Андрей Донатович Синявский, Абрам Терц - В тени Гоголя

В тени Гоголя
Название: В тени Гоголя
Авторы:
Жанры: Литературоведение | Публицистика
Серии: Нет данных
ISBN: Нет данных
Год: Не установлен
О чем книга "В тени Гоголя"

“В тени Гоголя” – книга Абрама Терца (литературный псевдоним Андрея Синявского (1925-1997)), в которой талант филолога замечательно сочетается с писательским. Через тайну смерти и жизни писателя, через текст “Ревизора” и “Мертвых душ”, рассказов и писем Терц старается не только рассмотреть творчество и личность Гоголя, но и распутать клубок мифов о нем.

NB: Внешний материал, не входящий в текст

PR #198, opened 2020-07-02
Switch SDK to use Native promises.

rhurey:
We'll discuss on Monday if this should be a 1.13 or a 1.14 commit.

This converts the SDK to use native promises internally and drops the homemade promise objects.

The SDK surface remains callback based, but this primes a future switch to exposing Promises.

Breaking change wise, some SDK methods that had looked synchronous but in reality started background processes and orphaned them now take callbacks for completion.

One area of work left is to review all empty catch blocks to ensure that eating the error is really our *only* option.


src/sdk/Transcription/ConversationTranslator.ts
```diff
@@ -194,7 +194,7 @@ export class ConversationTranslator implements IConversationTranslator, IDisposa
         try {
 
             // stop the speech websocket
-            this.cancelSpeech();
+            this.cancelSpeech().catch();
```
rhurey, line 197: >.catch(); [](start = 31, length = 9)

Review

src/sdk/Transcription/ConversationTranslator.ts
```diff
@@ -264,7 +264,7 @@ export class ConversationTranslator implements IConversationTranslator, IDisposa
 
                                 this.privIsSpeaking = false;
                                 // this.fireCancelEvent(error);
-                                this.cancelSpeech();
+                                this.cancelSpeech().catch();
```
rhurey, line 267: >.catch(); [](start = 51, length = 9)

Review

src/sdk/Transcription/ConversationTranslator.ts
```diff
@@ -280,7 +280,7 @@ export class ConversationTranslator implements IConversationTranslator, IDisposa
                     ((error: any) => {
                         this.privIsSpeaking = false;
                         // this.fireCancelEvent(error);
-                        this.cancelSpeech();
+                        this.cancelSpeech().catch();
```
rhurey, line 283: >.catch(); [](start = 43, length = 9)

Review

src/sdk/Transcription/ConversationTranslator.ts
```diff
@@ -290,7 +290,7 @@ export class ConversationTranslator implements IConversationTranslator, IDisposa
 
             this.handleError(error, err);
 
-            this.cancelSpeech();
+            this.cancelSpeech().catch();
```
rhurey, line 293: >.catch(); [](start = 31, length = 9)

Review

src/sdk/Audio/SpeakerAudioDestination.ts
```diff
@@ -97,16 +126,16 @@ export class SpeakerAudioDestination implements IAudioDestination, IPlayer {
                     this.privMediaSource.duration = MediaDurationPlaceholderSeconds;
                     this.privSourceBuffer = this.privMediaSource.addSourceBuffer(mimeType);
                     this.privSourceBuffer.onupdate = (_: Event) => {
-                        this.updateSourceBuffer();
+                        this.updateSourceBuffer().catch();
```
rhurey, line 129: >(); [](start = 55, length = 3)

Empty Catch x3

src/sdk/DialogServiceConnector.ts
```diff
@@ -96,8 +96,8 @@ export class DialogServiceConnector extends Recognizer {
      * @function
      * @public
      */
-    public connect(): void {
-        this.privReco.connect();
+    public async connect(): Promise<void> {
```
rhurey, line 99: >connect [](start = 17, length = 7)

Should become callbacks.

src/sdk/DialogServiceConnector.ts
```diff
@@ -173,36 +181,43 @@ export class DialogServiceConnector extends Recognizer {
...
-                        /* tslint:disable:no-empty */
-                    }).on((_: boolean): void => { },
-                        (error: string): void => {
-                            if (!!err) {
-                                err(error);
-                            }
-                        });
+                    }
+                };
+                callbackHolder().catch(() => { });
```
rhurey, line 220: Review the error paths

rhurey:
1.14 is the target.

src/sdk/Audio/SpeakerAudioDestination.ts
yulin-li: I'm ok with this.

src/common/Promise.ts
```diff
@@ -455,3 +262,40 @@ export class Sink<T> {
         this.privSuccessHandlers = [];
     }
 }
+
+export function marshalProimseToCallbacks<T>(
```
glharper, line 266: typo

src/common.speech/ServiceRecognizerBase.ts
```diff
@@ -404,119 +344,105 @@ export abstract class ServiceRecognizerBase implements IDisposable {
...
+            }
 
-                    if (this.receiveMessageOverride !== undefined) {
-                        return this.receiveMessageOverride();
-                    }
-                    if (this.privIsDisposed) {
-                        // We're done.
-                        return PromiseHelper.fromResult(undefined);
-                    }
+            let connection = await this.fetchConnection();
```
yulin-li, line 356: Not for this PR. In `receiveMessage()`, should we start a new connection? The `fetchConnection()` will try to open a new connection if the current connection is closed (mostly due to an error). But the re-opened connection will return no message as we never send any request in this connection.

src/common/Promise.ts
```diff
@@ -105,253 +83,82 @@ export class PromiseResultEventSource<T>  {
...
+                this.privIsCompleted = true;
+                this.privIsError = true;
+                if (!!after) {
+                    after();
                 }
-            },
-        );
-
-        return continuationDeferral.promise();
+                resolve(this);
```
ralph-msft: >resolve(this); [](start = 16, length = 14)

Should this be reject(reason_for_failure)?

src/sdk/Transcription/ConversationTranslator.ts
ralph-msft: Isn't there supposed to be a function handler here for the error cases?

---
In reply to: [449317700](https://github.com/microsoft/cognitive-services-speech-sdk-js/pull/198#discussion_r449317700) [](ancestors = 449317700)

src/common.browser/WebsocketConnection.ts
```diff
@@ -79,11 +78,11 @@ export class WebsocketConnection implements IConnection {
             headers);
     }
 
-    public dispose = (): void => {
+    public async dispose(): Promise<void> {
```
ralph-msft, line 81: >public async dispose(): Promise<void> { [](start = 4, length = 39)

I think we've inherited some class designs from the C++ code here in a way that doesn't make sense for JS. We don't really have any native resources to "dispose" of here and I think a cleaner design would be to rename this to close() which makes more sense as async function.

ralph-msft:
>     public disconnect(cb?: () => void, err?: (e: string) => void): void {

Have you considered using your marshalProimseToCallbacks function here?

---
Refers to: src/common.speech/Transcription/ConversationTranslatorRecognizer.ts:130 in 73b39f3. [](commit_id = 73b39f37da6be64107c1a106dcf4208ff1b8a48f, deletion_comment = False)

src/sdk/Transcription/ConversationTranslator.ts
ralph-msft: Ideally if we wanted to handle errors fully and properly here, we would append the errors from the cancelSpeech() operation (line 283) to the error returned in the call to handleError() at line 285 as an "inner error". Alternatively we may want to simply log the inner error and and not report it to the user.

Either way I think not waiting for the cancelSpeech() async operation to complete before invoking the callback may be problematic as we may return to the user in some transient internal state.

---
In reply to: [449317811](https://github.com/microsoft/cognitive-services-speech-sdk-js/pull/198#discussion_r449317811) [](ancestors = 449317811)

src/sdk/Transcription/ConversationTranslator.ts
rhurey: Yes. I reviewed all the empty catch() statements and added something. They were initially there to help w/ the linter, and to serve as easily findable review targets.

---
In reply to: [457662561](https://github.com/microsoft/cognitive-services-speech-sdk-js/pull/198#discussion_r457662561) [](ancestors = 457662561,449317700)

rhurey:
>     public disconnect(cb?: () => void, err?: (e: string) => void): void {

For this class I'd more likely convert everything to use Promises and push the translation up to the SDK layer.

Maybe an extra follow up PR. Need to unblock some work for Glenn and give him promises to work with.

---
In reply to: [661317657](https://github.com/microsoft/cognitive-services-speech-sdk-js/pull/198#issuecomment-661317657) [](ancestors = 661317657)

---
Refers to: src/common.speech/Transcription/ConversationTranslatorRecognizer.ts:130 in 73b39f3. [](commit_id = 73b39f37da6be64107c1a106dcf4208ff1b8a48f, deletion_comment = False)

src/common.browser/WebsocketConnection.ts
rhurey: While I don't disagree, next time.

---
In reply to: [457669739](https://github.com/microsoft/cognitive-services-speech-sdk-js/pull/198#discussion_r457669739) [](ancestors = 457669739)

src/common.speech/ServiceRecognizerBase.ts
rhurey: It's arguable. If audio is flowing (or should be, maybe it's suspended in the wait throttle) one or the other will open the connection. If message flow was stopping, I expect the queue drain from the old connection to have stopped it.


---
In reply to: [456227814](https://github.com/microsoft/cognitive-services-speech-sdk-js/pull/198#discussion_r456227814) [](ancestors = 456227814)

src/common/Promise.ts
```diff
@@ -104,254 +82,30 @@ export class PromiseResultEventSource<T>  {
...
-
-        return this.on(callbackWrapper, callbackWrapper);
-    }
-}
-
 // tslint:disable-next-line:max-classes-per-file
 export class Deferred<T> implements IDeferred<T> {
     private privPromise: Promise<T>;
-    private privSink: Sink<T>;
+    private privResolve: (value?: T | PromiseLike<T>) => void;
```
modnarb, line 88: From what I'm reading, the "Like" types are for broad implementation compatibility. But why the use of PromiseLike here but not below on the 'resolve'?

    public resolve = (result: T | Promise<T>): Deferred<T> => {

PR #205, opened 2020-07-10
Parse json before sending message payload

modnarb:


rhurey:
Is the goal here to validate the JSON is valid before transmission?

If so, there should be a test of SendActivity that tries to send invalid JSON.

modnarb:
Added a test to cover invalid JSON

tests/DialogServiceConnectorTests.ts
```diff
@@ -981,7 +957,7 @@ describe.each([true, false])("Service-based tests", (forceNodeWebSocket: boolean
 
         connector.speechStartDetected = (sender: sdk.DialogServiceConnector, e: sdk.RecognitionEventArgs): void => {
             try {
-                const message: any = { speak: "This is speech", text: "This is text", type: "message" };
+                const message: string = '{ "speak" : "This is speech", "text": "This is text", "type" : "message" }';
```
glecaros, line 960: nit: maybe use an object and then stringify...

PR #210, opened 2020-07-15
Reconnect with conversation IDs

modnarb:


src/sdk/DialogServiceConnector.ts
```diff
@@ -271,7 +271,7 @@ export class DialogServiceConnector extends Recognizer {
                 commType: communicationType,
                 commandsCulture: undefined,
                 connectionId: this.properties.getProperty(PropertyId.Conversation_ApplicationId),
-                conversationId: undefined,
+                conversationId: this.privProperties.getProperty(PropertyId.Conversation_Conversation_Id, undefined),
```
encorona-ms, line 274: nit: you can use this.properties instead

“Как уместить в голове два факта, диаметрально лежащие, творческой истории Гоголя? Тот, кто больше всего пугал и тиранил нас, тот же всех пуще смешит. Нет у нас автора страшнее и кошмарнее Гоголя. Нет писателя, который бы так еще заставлял Россию смеяться” (Абрам Терц).

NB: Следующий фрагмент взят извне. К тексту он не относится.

PR #213, opened 2020-07-16
get safari-friendly audioContext instance

glharper:
... add playResultAudio method to BaseAudioPlayer
Addresses issue "Safari fallback to webkitAudioContext is done in the sample app instead of the SDK."

### DIFF
--- a/src/sdk/Audio/AudioStreamFormat.ts
+++ b/src/sdk/Audio/AudioStreamFormat.ts
@@ -19,6 +19,31 @@ export abstract class AudioStreamFormat {
     }
 
     /**
+     * Creates an audio context appropriate to current browser
+     * @member AudioStreamFormat.getAudioContext
+     * @function
+     * @public
+     * @returns {AudioContext} An audio context instance
+     */
+    public static getAudioContext(sampleRate?: number): AudioContext {
+        // Workaround for Speech SDK bug in Safari.
+        const AudioContext = (window as any).AudioContext // our preferred impl
+            || (window as any).webkitAudioContext // fallback, mostly when on Safari
+            || false; // could not find.
+
+        // https://developer.mozilla.org/en-US/docs/Web/API/AudioContext
+        if (!!AudioContext) {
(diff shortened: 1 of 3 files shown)


src/sdk/Audio/AudioStreamFormat.ts
```diff
@@ -18,6 +18,31 @@ export abstract class AudioStreamFormat {
         return AudioStreamFormatImpl.getDefaultInputFormat();
     }
 
+    /**
+     * Creates an audio context appropriate to current browser
+     * @member AudioStreamFormat.getAudioContext
+     * @function
+     * @public
+     * @returns {AudioContext} An audio context instance
```
rhurey, line 26: This should move to the Impl class to not have it published on the SDK surface.

src/sdk/Audio/BaseAudioPlayer.ts
```diff
@@ -23,11 +23,35 @@ export class BaseAudioPlayer {
...
     }
 
+    /**
+     * play Audio from result using safari-friendly audioContext methods
+     * @member BaseAudioPlayer.prototype.playResultAudio
+     * @function
+     * @public
+     * @param {ArrayBuffer} audioData audio data to be played.
+     */
+    public playResultAudio(audioData: ArrayBuffer): void {
```
rhurey, line 42: >playResultAudio [](start = 11, length = 15)

Why do we need a new public API for this?

glharper: The clearBuffer() call in updateAudioBuffer on line 135 throws in Safari. I'm not sure how playAudioSample is currently being used in customer code, but will look and see if i can figure out the issue.

src/sdk/Audio/AudioStreamFormat.ts
glharper: Done.

src/sdk/Audio/BaseAudioPlayer.ts
glharper: Moved this to private method, public method will call this when webkit detected.

PR #231, opened 2020-08-26
Reconnect when timeout is honored by backend

glharper:
…backend. This is intended to spark a discussion and crystallize the correct approach.


glharper:
This code fixes the translation reco long running disconnect test. For transcriber disconnect, it works if maxConnectionDurationSecs is set to 12s (for a 30s wav file), but connection duration of 10s produces a "turn started before last turn end" error in the test.

tests/ConversationTranscriberTests.ts
```diff
@@ -386,3 +386,63 @@ test("Create Conversation with one channel audio (aligned)", (done: jest.DoneCal
             done.fail(error);
         });
 });
+test("Create Conversation and force disconnect", (done: jest.DoneCallback) => {
+    // tslint:disable-next-line:no-console
+    console.info("Name: Create Conversation and force disconnect");
+    const s: sdk.SpeechTranslationConfig = BuildSpeechConfig();
+    s.setServiceProperty("maxConnectionDurationSecs", "12", sdk.ServicePropertyChannel.UriQueryParameter);
```
brandom-msft, line 393: 12 is used because the timeout is 10s on the backend, yes? Might be worth adding a comment why for future people

brandom-msft (approved):

tests/ConversationTranscriberTests.ts
glharper: Added.

PR #241, opened 2020-09-04
Updates to ID usage, parity with native SDK

brandom-msft:
Addressing a few issues, I think the first two might be due to overloaded uses of the idea of "session".

In native, for DialogServiceConnector, a turn interaction (like SessionStarted/Stopped) uses the interactionId of the latest context message
https://msasg.visualstudio.com/Skyman/_git/Carbon?path=%2Fsource%2Fcore%2Fsr%2Faudio_stream_session.cpp&version=GBmaster&line=1162&lineEnd=1163&lineStartColumn=1&lineEndColumn=1&lineStyle=plain

Also in native, sessionId is used as the connectionId to correlate logs:
https://msasg.visualstudio.com/Skyman/_git/Carbon?path=%2Fsource%2Fcore%2Fsr%2Fusp_reco_engine_adapter.cpp&version=GBmaster&line=345&lineEnd=347&lineStartColumn=1&lineEndColumn=112&lineStyle=plain

During connection setup the query parameter "connectionId" is not set, instead X-ConnectionId is set which should only be a header param

### DIFF
--- a/tests/ConversationTranscriberTests.ts
+++ b/tests/ConversationTranscriberTests.ts
@@ -386,3 +386,64 @@ test("Create Conversation with one channel audio (aligned)", (done: jest.DoneCal
             done.fail(error);
         });
 });
+test("Create Conversation and force disconnect", (done: jest.DoneCallback) => {
+    // tslint:disable-next-line:no-console
+    console.info("Name: Create Conversation and force disconnect");
+    const s: sdk.SpeechTranslationConfig = BuildSpeechConfig();
+    // Use 12s timeout since backend timeout is 10s.
+    s.setServiceProperty("maxConnectionDurationSecs", "12", sdk.ServicePropertyChannel.UriQueryParameter);
+    objsToClose.push(s);
+
+    const c: sdk.Conversation = CreateConversation(s);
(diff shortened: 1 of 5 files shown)


brandom-msft:
Seeing some extra websocket connections hanging out during local tests, need to follow-up on this behavior

tests/ConversationTranscriberTests.ts
```diff
@@ -386,3 +386,64 @@ test("Create Conversation with one channel audio (aligned)", (done: jest.DoneCal
             done.fail(error);
         });
 });
+test("Create Conversation and force disconnect", (done: jest.DoneCallback) => {
```
brandom-msft, line 389: Not sure why this and the other Transcription change are present here.. I did a rebase from master which I expected would resolve this, but these are not actually changes I've made

glharper (approved):

tests/ConversationTranscriberTests.ts
glharper: This and some of the ServiceRecognizerBase changes were in my merged PR for the reconnect-fix branch.

PR #244, opened 2020-09-22
Fix for InitialSilenceTimeout halting subsequent ListenOnce calls

brandom-msft:
With the previous logic, on any result returned with a status other than "Success", the 'recognized' event is never fired and blocks any further actions on the recognizer. Instead we'll allow for all non-error status to return in the expected flow.


glharper (approved):

ralph-msft (approved):
:shipit:

PR #257, opened 2020-10-12
Add CELA requested text blob to LICENSE and NOTICE files

glharper:
Requested by Oliver


rhurey:
#259 will require some more additions to this about UUID.

brandom-msft (approved):

PR #260, opened 2020-10-16
[Audio Config] - Add support media stream track

enricop89:
Hi, 

I added a new function in the Audio Config file to allow the injection of a MediaTrack. This is useful when you are using the SDK with a third party library for Video (for example, [Vonage](https://tokbox.com/developer/guides/basics/))

### DIFF
--- a/src/common.browser/MicAudioSource.ts
+++ b/src/common.browser/MicAudioSource.ts
@@ -63,8 +63,10 @@ export class MicAudioSource implements IAudioSource {
 
     public constructor(
         private readonly privRecorder: IRecorder,
-        private readonly deviceId?: string,
-        audioSourceId?: string) {
+        private readonly deviceId?: string,        
+        audioSourceId?: string,
+        private readonly mediaStream?: MediaStream
+        ) {
 
         this.privOutputChunkSize = MicAudioSource.AUDIOFORMAT.avgBytesPerSec / 10;
         this.privId = audioSourceId ? audioSourceId : createNoDashGuid();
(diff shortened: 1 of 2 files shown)


src/common.browser/MicAudioSource.ts
```diff
@@ -64,7 +64,9 @@ export class MicAudioSource implements IAudioSource {
     public constructor(
         private readonly privRecorder: IRecorder,
         private readonly deviceId?: string,
-        audioSourceId?: string) {
+        audioSourceId?: string,
+        private readonly mediaStream?: MediaStream
```
rhurey, line 68: >mediaStream [](start = 25, length = 11)

Why create another member variable instead of moving the initialization of the existing privMediaStream?

enricop89: Yes, makes sense. I fixed it.

glharper:
Do we need a new API method for this? Feels like this should go into fromStreamInput, since there's already type checking there.

enricop89:
@glharper you mean like adding a third [option](https://github.com/microsoft/cognitive-services-speech-sdk-js/blob/master/src/sdk/Audio/AudioConfig.ts#L91) ?

Something like: 

```
public static fromStreamInput(audioStream: AudioInputStream | PullAudioInputStreamCallback | 
    mediaStream: MediaStream): AudioConfig {}
```

glharper:
@enricop89 Yes, exactly.

enricop89:
@glharper yup, sounds ok. I updated the PR.

glharper (approved):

В формате PDF A4 сохранен издательский макет книги.

Бесплатно читать онлайн В тени Гоголя


© Синявский А.Д., наследник.

© Шемякин М.М., рисунок.

© Бондаренко А.Л., художественное оформление.

© ООО “Издательство АСТ”.

Глава первая

Эпилог

Хожу и спрашиваю: – Вы случайно не знаете, как похоронили Гоголя? В смысле – погребли. На какой день, в каком виде? – Никто не знает. Литератор здесь в редкость, книг о Гоголе нет, да и в книгах на эту тему обыкновенно не пишут.

А началось с того, что один старик откуда-то слышал и помнил и поинтересовался у меня в разговоре, правда ли, что Гоголя зарыли живым, преждевременно, и это потом объявилось, чуть ли не в наши дни, когда вскрывали могилу. Говорят, он лежал на боку.

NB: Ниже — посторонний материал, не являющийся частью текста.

Issue #268, opened 2020-11-09
AudioInputStream Error: "ReferenceError: Blob is not defined"


yoshigev:
Hi,

We are using SDK version 1.14.0.

We are using AudioInputStream for passing audio to Speaker Verification, but I suspect that the issue is relevant also for other usages.

Whenever we call `pushStream.close()`, we face the following error:
```
ReferenceError: Blob is not defined
```

I suspect that the following lines of code in `AudioInputStream.js`:
```js
                            if (typeof (XMLHttpRequest) !== "undefined") {
                                return Promise.resolve(new Blob(data));
                            }
```
Should actually be:
```js
                            if (typeof (Blob) !== "undefined") {
                                return Promise.resolve(new Blob(data));
                            }
```

Note that this problem probably occurs because somewhere else in our code there is the following line (which we need for other purposes):
```ts
globalAny.XMLHttpRequest = require('xhr2');
```

cc: @orgads,@bivas6

Thanks.

amitkumarshukla:
@glharper Could you please take a look at this one.

glharper:
@yoshigev 1.14.1 has been released with a fix for this issue. Please update and provide feedback if you're so inclined. 

Glenn

yoshigev:
The problem is fixed with the new version. Thank you very much.

PR #269, opened 2020-11-09
GH #268 - check if Blob is defined before return Blob type

glharper:
https://github.com/microsoft/cognitive-services-speech-sdk-js/issues/268

### DIFF
--- a/src/sdk/Audio/AudioInputStream.ts
+++ b/src/sdk/Audio/AudioInputStream.ts
@@ -188,7 +188,7 @@ export class PushAudioInputStreamImpl extends PushAudioInputStream implements IA
             const readCycle = (): Promise<Blob | Buffer> => {
                 return audioNode.read().then<Blob | Buffer>((audioStreamChunk: IStreamChunk<ArrayBuffer>) => {
                     if (!audioStreamChunk || audioStreamChunk.isEnd) {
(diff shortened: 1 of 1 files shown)


brandom-msft (approved):

src/sdk/Audio/AudioInputStream.ts
```diff
@@ -188,7 +188,7 @@ export class PushAudioInputStreamImpl extends PushAudioInputStream implements IA
             const readCycle = (): Promise<Blob | Buffer> => {
                 return audioNode.read().then<Blob | Buffer>((audioStreamChunk: IStreamChunk<ArrayBuffer>) => {
                     if (!audioStreamChunk || audioStreamChunk.isEnd) {
-                        if (typeof (XMLHttpRequest) !== "undefined") {
+                        if (typeof (XMLHttpRequest) !== "undefined" && typeof (Blob) !== "undefined") {
```
yoshigev, line 191: Are you sure that it is necessary to check `XMLHttpRequest` here at all? On line 197 only `Blob` is checked.

glharper: Yes. There is an alternate case in Node where Blob is defined but XMLHttpRequest is not, and a Buffer type must be returned then.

Никогда не слышал. И вдруг меня точно ударило, что всё это так и было, как старик говорит, и я это знал всегда, знал, не имея понятий на этот счет, никаких фактических сведений, но как бы подозревал, допускал, в соответствии с общим выводом из облика и творчества Гоголя. С ним это могло случиться. Уж очень похоже. Уж очень беспокоился Гоголь, что это произойдет, и пытался предостеречь, отвратить. Завещание, которое он предусмотрительно обнародовал за шесть лет до кончины, поверяя тайные страхи целому свету, гласило первым же пунктом:

Завещаю тела моего не погребать по тех пор, пока не покажутся явные признаки разложения. Упоминаю об этом потому, что уже во время самой болезни находили на меня минуты жизненного онемения, сердце и пульс переставали биться… Будучи в жизни своей свидетелем многих печальных событий от нашей неразумной торопливости во всех делах, даже и в таком, как погребение, я возвещаю это здесь в самом начале моего завещания, в надежде, что, может быть, посмертный голос мой напомнит вообще об осмотрительности.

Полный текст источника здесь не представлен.